The 5m high idol from Shigir peatbog in the Trans-Urals is the oldest and largest anthropomorphic wooden sculpture in the world; it is a unique work of art, and it is a valuable source for the reconstruction of material culture and worldviews of the Stone Age population of Northern Eurasia. The history of its study goes back more than 100 years, but a number of issues such as the place and conditions of its discovery, the time of its creation, periods of exposure etc. remain controversial. The paper will analyse and evaluate various sources of information including archival materials with information on the place and time of discovery and on the nature of the accompanying materials, and the results of a recent comprehensive study conducted by Russian and German archaeologists and scientists in 2014.

Attention will focus in particular on the analysis of the new AMS radiocarbon dates of the 2014 study, which are ranging from the end of the Pleistocene at ca. 10,500 to the Late Mesolithic period at ca. 6,000 cal BC. These dates clearly differ significantly among themselves and also compared to dates obtained in by conventional radiocarbon dating.

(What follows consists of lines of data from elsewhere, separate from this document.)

PR #3614, opened 2022-06-04
Update updater documentation

Moshibit:
As of Ren'Py 7.4.9 it is possible  to download updates over https.


renpytom:
I think the current form of the documentation is correct. Https works, but it doesn't patch the game, just re-downloads it.

Moshibit:
ok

Palaeogeographical and archaeological data from the Trans-Urals do not support an early, 10,500 to 10,000 cal BC age of the Shigir Idol, but rather correspond to later ages also covered by some AMS 14C age ranges from the set obtained in 2014. Therefore, it is necessary to continue research of Mesolithic monuments of the Urals region, to study the paleoclimate, and to determine the age and character of the primary processes of peat formation in the Ural peatlands, as one option to gain information on the age of the idol is to date microremains of peat that are preserved in apparently early cracks of the wooden sculpture.